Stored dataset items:
PR #653, opened 2023-03-07
mutator: Add map mutator

bertschneider:
Support to mutate maps.

### DIFF
--- a/src/main/java/com/code_intelligence/jazzer/mutation/mutator/collection/MapMutatorFactory.java
+++ b/src/main/java/com/code_intelligence/jazzer/mutation/mutator/collection/MapMutatorFactory.java
@@ -1,0 +1,274 @@
+/*
+ * Copyright 2023 Code Intelligence GmbH
+ *
+ * Licensed under the Apache License, Version 2.0 (the "License");
+ * you may not use this file except in compliance with the License.
+ * You may obtain a copy of the License at
+ *
+ *      http://www.apache.org/licenses/LICENSE-2.0
+ *
+ * Unless required by applicable law or agreed to in writing, software
+ * distributed under the License is distributed on an "AS IS" BASIS,
+ * WITHOUT WARRANTIES OR CONDITIONS OF ANY KIND, either express or implied.
+ * See the License for the specific language governing permissions and
+ * limitations under the License.
+ */
+
+package com.code_intelligence.jazzer.mutation.mutator.collection;
+
+import static com.code_intelligence.jazzer.mutation.support.Preconditions.check;
+import static com.code_intelligence.jazzer.mutation.support.Preconditions.require;
+import static com.code_intelligence.jazzer.mutation.support.TypeSupport.parameterTypesIfParameterized;
+import static java.lang.Math.min;
+import static java.lang.String.format;
+import static java.util.stream.Collectors.toMap;
+
+import com.code_intelligence.jazzer.mutation.annotation.WithSize;
+import com.code_intelligence.jazzer.mutation.api.*;
+import com.code_intelligence.jazzer.mutation.support.StreamSupport;
+import java.io.DataInputStream;
+import java.io.DataOutputStream;
+import java.io.IOException;
+import java.lang.annotation.Annotation;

Work request =>
Each entry is to be retyped precisely as it stands.

Written answer =>
PR #653, opened 2023-03-07
mutator: Add map mutator

bertschneider:
Support to mutate maps.

### DIFF
--- a/src/main/java/com/code_intelligence/jazzer/mutation/mutator/collection/MapMutatorFactory.java
+++ b/src/main/java/com/code_intelligence/jazzer/mutation/mutator/collection/MapMutatorFactory.java
@@ -1,0 +1,274 @@
+/*
+ * Copyright 2023 Code Intelligence GmbH
+ *
+ * Licensed under the Apache License, Version 2.0 (the "License");
+ * you may not use this file except in compliance with the License.
+ * You may obtain a copy of the License at
+ *
+ *      http://www.apache.org/licenses/LICENSE-2.0
+ *
+ * Unless required by applicable law or agreed to in writing, software
+ * distributed under the License is distributed on an "AS IS" BASIS,
+ * WITHOUT WARRANTIES OR CONDITIONS OF ANY KIND, either express or implied.
+ * See the License for the specific language governing permissions and
+ * limitations under the License.
+ */
+
+package com.code_intelligence.jazzer.mutation.mutator.collection;
+
+import static com.code_intelligence.jazzer.mutation.support.Preconditions.check;
+import static com.code_intelligence.jazzer.mutation.support.Preconditions.require;
+import static com.code_intelligence.jazzer.mutation.support.TypeSupport.parameterTypesIfParameterized;
+import static java.lang.Math.min;
+import static java.lang.String.format;
+import static java.util.stream.Collectors.toMap;
+
+import com.code_intelligence.jazzer.mutation.annotation.WithSize;
+import com.code_intelligence.jazzer.mutation.api.*;
+import com.code_intelligence.jazzer.mutation.support.StreamSupport;
+import java.io.DataInputStream;
+import java.io.DataOutputStream;
+import java.io.IOException;
+import java.lang.annotation.Annotation;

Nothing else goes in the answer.